• INFORMATION SHOWN:
--------------------------------

PR #2765, opened 2023-06-02
[map] fix dot size

chejennifer:
- Fixed a bug where map points size kept changing. This was because we were trying to get the min region diagonal without actually calling Math.min
- Reverted the dot size logic to use minDotSize * 2 when there is no dot size scale & increased minimum dot size from 1.1 to 1.25
- Additional bug fixed: infinite loading when there are no map points. This is because of a check for non empty map points data even though there just may not be map points for the chosen place type

Screenshot 2023-06-02 at 11 02 17 AM

### DIFF
--- a/server/routes/shared_api/choropleth.py
+++ b/server/routes/shared_api/choropleth.py
@@ -450,7 +450,7 @@ def get_map_points():
   geos = []
   geos = fetch.descendent_places([place_dcid], place_type).get(place_dcid, [])
   if not geos:
-    return Response(json.dumps({}), 200, mimetype='application/json')
+    return Response(json.dumps([]), 200, mimetype='application/json')
   names_by_geo = place_api.get_display_name(geos)
   # For some places, lat long is attached to the place node, but for other
   # places, the lat long is attached to the location value of the place node.
--- a/static/js/chart/draw_d3_map.ts
+++ b/static/js/chart/draw_d3_map.ts
@@ -69,6 +69,7 @@ const MAP_PATH_LAYER_CLASS = "map-path-layer";
 const MAP_PATH_HIGHLIGHT_CLASS = "map-path-highlight";
 const MAP_PATH_STROKE_WIDTH = "1.5px";
 const MAP_PATH_OPACITY = "0.5";
+const DEFAULT_MIN_DOT_SIZE = 1.25;
 
 /**
  * From https://bl.ocks.org/HarryStevens/0e440b73fbd88df7c6538417481c9065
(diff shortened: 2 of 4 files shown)


dwnoble:
Thanks Jennifer!

Some comments that might be beyond the scope of this fix:
* If the url param mp=1 is set, but no ppt= value is set, the page hangs (the spinner doesn't go away)
* Should we scale the points when zooming in? right now the points get bigger as you zoom
dc-points-zoomed


(might be achievable by adding something like this in the zoom handler)
```
// change DEFAULT_MIN_DOT_SIZE to originally configured point size
map
  .selectAll("circle")
  .attr("r", (DEFAULT_MIN_DOT_SIZE * 2) / d3.event.transform.k);
```

* When ppt/mp are set, changing the location in the UI doesn't update the point layer
Visiting 
http://localhost:8080/tools/map#%26sv%3DCount_Person%26pc%3D0%26denom%3DCount_Person%26pd%3DgeoId%2F42%26ept%3DCounty%26ppt%3DEpaReportingFacility%26mp%3D1
shows:
dc-points-pa

But changing the location to United States shows:
dc-no-point-layer-refresh

Refreshing this page shows the entire point layer:
dc-usa-all-points

dwnoble (approved):

chejennifer:
> Thanks Jennifer!
> 
> Some comments that might be beyond the scope of this fix:
> 
> * If the url param mp=1 is set, but no ppt= value is set, the page hangs (the spinner doesn't go away)
> * Should we scale the points when zooming in? right now the points get bigger as you zoom
>   dc-points-zoomed
> 
> (might be achievable by adding something like this in the zoom handler)
> 
> ```
> // change DEFAULT_MIN_DOT_SIZE to originally configured point size
> map
>   .selectAll("circle")
>   .attr("r", (DEFAULT_MIN_DOT_SIZE * 2) / d3.event.transform.k);
> ```
> 
> * When ppt/mp are set, changing the location in the UI doesn't update the point layer
>   Visiting
>   http://localhost:8080/tools/map#%26sv%3DCount_Person%26pc%3D0%26denom%3DCount_Person%26pd%3DgeoId%2F42%26ept%3DCounty%26ppt%3DEpaReportingFacility%26mp%3D1
>   shows:
>   dc-points-pa
> 
> But changing the location to United States shows: dc-no-point-layer-refresh
> 
> Refreshing this page shows the entire point layer: dc-usa-all-points

Thanks for the review! I agree that these are beyond the scope of this PR, so I've opened up github issues for them instead: https://github.com/datacommonsorg/website/issues/2768, https://github.com/datacommonsorg/website/issues/2767, https://github.com/datacommonsorg/website/issues/2766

--------------------------------

• ACTION ITEM:
Look above for the line with "--- a/server/routes/shared_api/choropleth.py" and the line with "-69,6 +69,7 @@", and reproduce exactly those two lines plus every line between, nothing more.

• TASK RESULT:
--- a/server/routes/shared_api/choropleth.py
+++ b/server/routes/shared_api/choropleth.py
@@ -450,7 +450,7 @@ def get_map_points():
   geos = []
   geos = fetch.descendent_places([place_dcid], place_type).get(place_dcid, [])
   if not geos:
-    return Response(json.dumps({}), 200, mimetype='application/json')
+    return Response(json.dumps([]), 200, mimetype='application/json')
   names_by_geo = place_api.get_display_name(geos)
   # For some places, lat long is attached to the place node, but for other
   # places, the lat long is attached to the location value of the place node.
--- a/static/js/chart/draw_d3_map.ts
+++ b/static/js/chart/draw_d3_map.ts
@@ -69,6 +69,7 @@ const MAP_PATH_LAYER_CLASS = "map-path-layer";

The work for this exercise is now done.